___ ‘Em Up, ___!
American radio’s always had a few utterances that it felt too delicate for our Puritan-descended ears. No surprise that songs with these little bad boys get the unmentionables blanked out; no surprise that everyone can figure out the missing words anyway. Alanis Morissette’s Jagged Little Pill is now tied with Whitney Houston for best-selling female album in America ever, at 12 million copies. But I think it’s safe to say that the other 200+ million of us who don’t own the album and haven’t heard the uncut singles can still emphathize with Alanis’ poor spurned heart as her ex is “thinking of me when you ____ her.” Or whether Ms. Canadian Alterna-chanteuse’s rival would “go ____ on you in a theatre.” (Nobody is sitting beside the radio wondering, “What’s that young woman mean, Mabel? ‘Go for popcorn’?”)
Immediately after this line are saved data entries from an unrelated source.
PR #540, opened 2020-05-19
AGENT-398: Leaky bucket meter sleep API

yanscalyr:
Need to decide on an interface for this class, and write up tests for it.


yanscalyr:
We have a class for this, it just needs modifications

PR #69, opened 2020-11-09
Added changes to include delete backuplocation flag for cloud cred deletion request.

siva-portworx:
Added changes to include delete backuplocation flag for cloud cred deletion request.
Also added cloud credit name to filter backup location enumerate based on the cloud cred.


siva-portworx:
With the latest flow, we do not need deleteBackuplocation flag in cloud credential delete API. So closing this PR.

PR #86, opened 2021-03-11
Adding support for passing resource types in backup

prashanthpx:
Support to pass resource types as part of backup and schedules.

[Note: Due to formatting (which is not right on master), the diff looks huge.  Changes are mainly in bakcupcreate and schedulecreate requests]


pkg/apis/v1/api.proto
```diff
@@ -1089,14 +1159,16 @@ message BackupCreateRequest {
     repeated ResourceInfo include_resources = 8;
     // Snapshot class name to use for backup (optional)
     string csi_snapshot_class_name = 9;
+    // List of resource types to backup (optional)
+    repeated string resource_types = 10;
```
siva-portworx, line 1163: Are we are not storing the resourceTypes from the request in to backup/backupschedule objects?
It will be help for debug. we do that for include_rescources.

prashanthpx: Yes we can add.

siva-portworx (approved):

PR #91, opened 2021-04-09
Add gRPC service & proto definitions for Role Object

ram-infrac:
This PR adds -
 - proto struct definitions for role object
 - gRPC service definitions for role

Closes #


pkg/apis/v1/api.proto
```diff
@@ -1589,4 +1589,99 @@ message ActivityEnumerateResponse {
...
+    // Metadata of the object
+    Metadata metadata = 1 [ (gogoproto.embed) = true ];
+    // ServiceRule associated with role object
+    repeated ServiceRule rules = 2;
+}
+
+// ServiceRule object for set of rules associated with each role object
+// services - PX-Backup services names
+// apis - allowed apis for px-backup services
+message ServiceRule {
```
ram-infrac, line 1604: Since `Rule` is already used for backup pre/post exec rules using `ServiceRule` for Role Objects rule,  kindly suggest better name suggestions if any

pkg/apis/v1/api.proto
```diff
@@ -1589,4 +1589,99 @@ message ActivityEnumerateResponse {
...
+    // The gRPC service name
+    repeated string services = 1;
+    // The API name in the service in lowercase
+    repeated string apis = 2;
```
siva-portworx, line 1608: In the custom role definition, do allow to configure specific combination of API for a specific service. I mean 
backuplocation with View only but schedulepolict with all option?

ram-infrac: yes you will need to define role as  -
```
Role {
 {
    "services": {"backup location"},
    "api" : {"inspect*", "enumerate*"},
}
{  "services: { "SchedulePolicy"},
    "api:" {"*"},
    }
}
```
^^  REST equivalent

pkg/apis/v1/api.proto
```diff
@@ -1589,4 +1589,99 @@ message ActivityEnumerateResponse {
...
+    rpc Delete(RoleDeleteRequest) returns (RoleDeleteResponse) {
+        option (google.api.http) = {
+            delete : "/v1/role/{org_id}/{name}"
+        };
+    }
+}
+
+// RoleCreateRequest defines roleobject create structure
+// Metadata with each role object
+// ServicRule set of rules over api services for given role object
```
siva-portworx, line 1649: typo: ServicRule

pkg/apis/v1/api.proto
```diff
@@ -1589,4 +1589,99 @@ message ActivityEnumerateResponse {
...
+message RoleCreateRequest {
+    CreateMetadata metadata = 1 [ (gogoproto.embed) = true ];
+    repeated ServiceRule rules = 2;
+}
+
+message RoleCreateResponse {}
+// RoleUpdateRequest efines roleobject update structure
```
siva-portworx, line 1656: typo: efines

pkg/apis/v1/api.proto
siva-portworx: RoleRule :)

siva-portworx (approved):

pkg/apis/v1/api.proto
siva-portworx: ok got it. Thanks

adityadani (approved):
looks good once the typos are fixed

pkg/apis/v1/api.proto
ram-infrac: I think we should go with `RoleConfig`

America has grown used to casual bleeping, but the practice is by no means universal. For instance, our neighbors to the north don’t bother. A friend of mine who grew up near Buffalo, NY (Buffalo NY/St. Catherine’s ONT, “the San Diego/Tijuana of the Northeast”) commented that she could hear Nine Inch Nails’ “Closer” fully unedited at noon on a Canadian station — but the American stations, even in the middle of the night, would leave you to wonder what Trent Reznor wanted to do to you like an animal.
1996, however, saw the advent of a new class of naughty words. This
first came to the author’s attention when he heard the radio edit of the Butthole Surfers‘ “Pepper”. (I won’t even go into the fact that in 1991, when this band was on Lollapalooza, the Syracuse Herald-American puritanically called them the “B***hole Surfers”.)
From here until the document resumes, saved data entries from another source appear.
PR #92, opened 2021-04-11
PB-1244: Adding ownership object replacing owner in Metadata structure

prashanthpx:
Adds ownership object to Metadata section relacing the exiting Ownership (a name)

PB-1244

This PR would not be pushed to master till other changes in px-backup are done, doing so will break px-backup when someone vendors top of master

### DIFF
--- a/pkg/apis/v1/common.proto
+++ b/pkg/apis/v1/common.proto
@@ -28,6 +28,10 @@ message Metadata {
     string name = 1;
     // uid for the object
     string uid = 2;
+    // owner of the object. This field is deprecated, not to be used
+    // TODO: Currently gRPC supports marking field as [deprecated=true]
+    // As we need to access this field as part of migration to new Ownership
+    // message will not use the same for now.
     string owner = 3;
     // organization uid
     string org_id = 4;
@@ -37,6 +41,8 @@ message Metadata {
     map<string, string> labels = 7;
     // create time in sec
     int64 create_time_in_sec = 8;
+    // ownership of the object
+    Ownership ownership = 9;
 }
 
 message CreateMetadata {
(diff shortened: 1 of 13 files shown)


pkg/apis/v1/common.proto
```diff
@@ -45,7 +45,65 @@ message CreateMetadata {
     // org id of the object
     string org_id = 2;
     // owner of the object
-    string owner = 3;
+    Ownership ownership = 3;
```
siva-portworx, line 48: Don't we need to have ownership field in metadata definition as well? So that it will be stored with each instance of object.

siva-portworx (approved):

pkg/apis/v1/common.proto
prashanthpx: Yes needed. Added it.

pkg/apis/v1/common.proto
```diff
@@ -45,7 +46,65 @@ message CreateMetadata {
...
```
siva-portworx, line 49: Will it not affect serialization, if we change the existing field to of different type? I mean when we try read the old object with this new definition.

pkg/apis/v1/common.proto
```diff
@@ -28,7 +28,8 @@ message Metadata {
     string name = 1;
     // uid for the object
     string uid = 2;
-    string owner = 3;
```
adityadani, line 31: This will break backward compatibility. In general, when using protobufs one should not replace a field type/number.
We will have to keep the owner field and mark it as Deprecated and introduce a new Ownership field.

pkg/apis/v1/common.proto
```diff
@@ -45,7 +46,65 @@ message CreateMetadata {
     // org id of the object
     string org_id = 2;
     // owner of the object
-    string owner = 3;
+    Ownership ownership = 3;
     // labels associated with the object
     map<string, string> labels = 4;
 }
+
+// Ownership information for objects(eg: bakcup object, schedule object).
```
adityadani, line 54: nit: backup

pkg/apis/v1/common.proto
```diff
@@ -45,7 +46,65 @@ message CreateMetadata {
...
+        map<string, AccessType> collaborators = 2;
+        // Public access to objects may be assigned for access by the public
+        // userd
+        // TODO: Instead of PublicAccessControl, can we just set '*' in
+        // collaborators with required permision?
+        PublicAccessControl public = 3;
+    }
+
+    // Username of owner
+    // The storage system uses the username taken from the security
```
adityadani, line 103: nit: Backup uses the username taken taken from the token...

adityadani (changes requested):

pkg/apis/v1/common.proto
prashanthpx: This is something which we need to see how to handle in migrating existing objects to new ones which need discussion.   
Removing a field in higher proto is an issue. 
One option I was thinking of is having the current `owner` as is but add another `OwnerShip` message separately and not use the current one.  As we discuss, we might come up with different options.

pkg/apis/v1/common.proto
prashanthpx: Yes, this is the thinking I had which I wanted to discuss hence i didn't pus the PR to master.

pkg/apis/v1/common.proto
siva-portworx: Actually remove a field is not an issue, unless, we try to use the same index in future. If we do not reuse remove field number, it should not cause any issue.

prashanthpx: Yes, we need to use different indexing.

adityadani (approved):

ram-infrac (approved):

PR #93, opened 2021-04-13
PB-1268: Add a new service for Managed Clusters.

adityadani:
-  Managed clusters are kubernetes clusters managed by providers like AWS, GCP,
AKS etc.
- The ManagedClusters service will provide APIs to interact with these
providers and their managed clusters.
- Currently the only supported API is Enumerate which will enumerate all the
clusters from the provider for a given cloud credential. The credential enforces
which clusters will be returned in the API based on its permissions.
- Since this service and its APIs act as a front for such providers they do not
have the Metadata object in their structs. This API will not return any objects
from the datastore but instead will return objects from runtime.

Closes #


pkg/apis/v1/api.proto
```diff
@@ -1542,6 +1542,51 @@ service License {
...
+    // Enumerate will return list of managed clusters that
+    // this cloud credential has access to
+    string cloud_credential = 3;
+}
+
+// Define ManagedClusterObject struct
+message ManagedClusterObject {
+    // Name of the managed cluster
+    // This is usually the user friendly name of the cluster
+    string name = 1;
```
adityadani, line 1572: The name and uid are the cloud's name and uid for the cluster. The caller of this API will use this information to send a Cluster.Create request.

pkg/apis/v1/api.proto
```diff
@@ -1542,6 +1542,51 @@ service License {
...
+    // UID of the managed cluster
+    // This is the UID returned by the managed cluster provider
+    string uid = 2;
+    // Cloud Credential name used for fetching this cluster's details
+    string cloud_credential = 3;
+    // Kubeconfig if the provider supports using kubeconfigs
+    string kubeconfig = 4 [
```
adityadani, line 1579: Certain cloud providers do not provide any API to fetch kubeconfigs, in such cases this field will be empty. The k8s rest.Config object needs to be refreshed at runtime periodically using the cloud credentials in such cases.

pkg/apis/v1/api.proto
```diff
@@ -1542,6 +1542,51 @@ service License {
     }
 }
 
+service ManagedClusters {
+
+    // Enumerate returns a list of managed clusters from a provider like
+    // AWS/other clouds
+    // using the given credentials
+    rpc Enumerate(ManagedClusterEnumerateRequest)
```
siva-portworx, line 1550: The managedCluster Enumerate will be used by GUI to get the list of cluster for the given cred and once the user selected a set of cluster from the list, the GUI will call normal cluster create for each of the cluster. Is that understanding is correct?

adityadani: Yes correct

siva-portworx: ok got it. Thanks. I was thinking how the Ux will look like to communicate the status of the actual cluster object addition, if the user selected more number of cluster name from the list and couple of the addition fails.

siva-portworx (approved):
LGTM

ram-infrac (approved):

pkg/apis/v1/api.proto
```diff
@@ -1542,6 +1542,51 @@ service License {
...
+    string org_id = 1;
+    bool include_secrets = 2;
+    // cloud credential name.
+    // Enumerate will return list of managed clusters that
+    // this cloud credential has access to
+    string cloud_credential = 3;
+}
+
+// Define ManagedClusterObject struct
+message ManagedClusterObject {
```
prashanthpx, line 1569: What is the use case to differentiate ManagedCluster and normal clusters? Was thinking if we could add a subfield in cluster object which says it's managed or not that way we had one ClusterObject for all clusters and the current framework takes care of ClusterObject life cycle management.

prashanthpx (approved):
LGTM

pkg/apis/v1/api.proto
siva-portworx: As such managedCluster is not persisted to datstore like normal cluster object. ManagedCluster Enumerate will just query and get the list of clusters from the providers and return to the caller. Px-backup does not store any information about the managed cluster. It is just a wrapper to the UI to call this Enumerate to show up the list of cluster that belongs to this cred in the given provider. Once the user selects the cluster, the UI will call normal cluster create.

adityadani: Correct. I wanted to also differentiate between objects that are stored in our datastore which require all CRUD operations and this object where we don't want all the CRUD operations.

pkg/apis/v1/api.proto
adityadani: Yes we will have to carefully handle that in the UI. From backup's point of view we should still keep a single cluster Add API. The UI can allow multi-select but should show clear errors which clusters failed. Wdyt ?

“Pepper” is a rambling song about a bunch of on-the-edge Texan youths with a death wish, and the various mishaps that befall them. Of one of these characters, singer Gibby Haynes sings that he “took a bullet in the leg” but it “should have been a better shot [and] got him in the head.” The song contains no conventional obscenities, but MTV censors still went at it with scissors, blanking out “bullet” and “shot”.![[Fun Lovin' Criminals]](http://www.grumblemagazine.com/articles/fish/bleep-flc.jpg)
I found this odd until the radio version of the Fun Lovin’ Criminals “Scooby Snacks” re-entered airplay. This song is a bit more risque than “Pepper”, being about a dream the singer had in which he and some friends rob a bank while on Valium. Unsurprisingly, the various standard obscenities are blanked out. Surprisingly, so are the words “Gats” and “the nine”, both slang references to guns.
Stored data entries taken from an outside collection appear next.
PR #98, opened 2021-04-20
PB-1227: Add IBM kubeauth support

adityadani:
The PR contains the following high level changes
**Unify kubeauth**
- Maintain a single kubeauth pkg that Backup and other middleware layers can use.
- Maintain two APIs in kubeauth
   - UpdateClient -> takes in a grpc client and fetches the credential object
   - UpdateClientByCredObject -> uses the provided credential object to get cloud credentials.

**Add support for IBM**
- Add IBM pkg to kubeauth
- Add IBM cloud type to Credential object
   - IBM Credentials takes in 1) API Key and 2) Region fields.
   - Since we only need to get the cluster info, we don't need IBM ResourceGroup
- Add logic to use IBM APIs to fetch a new kubeconfig and update the rest Config object.

Closes #


pkg/kubeauth/ibm/ibm.go
```diff
@@ -0,0 +1,328 @@
...
+		logrus.Debugf("failed to create config path: %v", err)
+	}
+	defer func() {
+		i.cleanupKubeconfigPath(configPath)
+	}()
+
+	target := v1.ClusterTargetHeader{
+		Region: region,
+	}
+	kubeConfigPath, err := clusterAPI.GetClusterConfig(clusterName, configPath, true, target)
```
adityadani, line 173: The 3rd argument if set to true, pulls the admin kubeconfig. @sharma-tapas What do you suggest we set here?

prashanthpx (approved):
The flow looks good to me.

pkg/apis/v1/api.proto
```diff
@@ -66,6 +66,13 @@ message AWSConfig {
     ];
 }
 
+message IBMConfig {
+    string api_key = 1 [
+        (gogoproto.jsontag) = "api_key",
+        (gogoproto.moretags) = "secure:\"true\""
+    ];
```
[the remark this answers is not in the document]
adityadani: For getting the cluster info region is not needed since we are parsing this cluster info - name and region from the uploaded kubeconfig itself.

pkg/kubeauth/ibm/ibm.go
sharma-tapas: Instead of `GetClusterConfig` use `GetClusterConfigDetail` and to get the path use `clusterInfo.FilePath`
For future, when we will manage the kubeconfigs
```If we know the cluster is an OCP cluster, do not pull the admin kube config, this ways it triggers the IBM SDK to fetch proper IAM token in the latest 4.6.23 release of OCP.```

File: pkg/kubeauth/ibm/ibm.go [hunk 3]
```diff
@@ -0,0 +1,327 @@
...
+	pluginName            = "ibm"
+	idpIssuerUrlKey       = "idp-issuer-url"
+	ibmIssuerUrlSubstring = "iam.cloud.ibm.com"
+)
+
+type ibm struct {
+	clusterMapLock map[string]*sync.Mutex
+}
+
+// Init initializes the gcp auth plugin
```
sharma-tapas, line 41: nit: Initialize the IBM auth plugin

sharma-tapas (approved):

In the era of increasing urban violence (and legislatures trying to repeal an automatic weapons bills), perhaps the various radio directors or record PR people are trying to reduce accusations that they are promoting violence with “gangsta” or other violent lyrics. (Side note: while the author certainly does not wish to condone robbing banks, it’s worth mention that no one is injured in the narrative of “Scooby Snacks”, and the narrator even states that “no one gets hurt if they don’t act funny.”)
So maybe the removal of the “gun” words is an attempt to downplay any negative message contained within the song. At least in intention, this is admirable. With Tupac Shakur off to the big Tyson fight in the sky, and even Dr. Dre moving away from the gangsta image, maybe the music industry has gone too far and should take such steps. Mysterious, then, is the continued inclusion in “Scooby Snacks” of the sample from Pulp Fiction, in which Amanda Plummer screams “…any of you ____ing pricks move and I’ll execute every motherf___ing last one of you.” Yes, “pricks” seems to be permissible. Then note the sample from Reservoir Dogs: “Torture you? That’s a good idea.” Repeat after me, kids: killing and torturing people is ok, just don’t mention the gun.
So I have to wonder what the Canadians think about all of this (note cool “segue” back to opening paragraphs.) Canadian handgun violence is trivial compared to that of the good ol’ rootin-tootin’
Second-Amendment-wavin’ U. S. of A. You’d think maybe the Canadians would then be more concerned about discouraging gun violence. But yet their radio waves blare out unedited. They realize that papering over a few verbs won’t hide kids from the fact that Sex Exists — and that if lyrics really do have the power to turn Calgary into Compton, smudging out the references to Glocks isn’t going to stop that.
| Filipino boy (handed a tip of two U.S. dollars): “You are from United States, no?”Man: “No, I’m Canadian, actually. That’s like an American, but without a gun.” |

![[Canadian National Firearms Ass'n logo]](http://www.grumblemagazine.com/articles/fish/bleep-nfa.gif)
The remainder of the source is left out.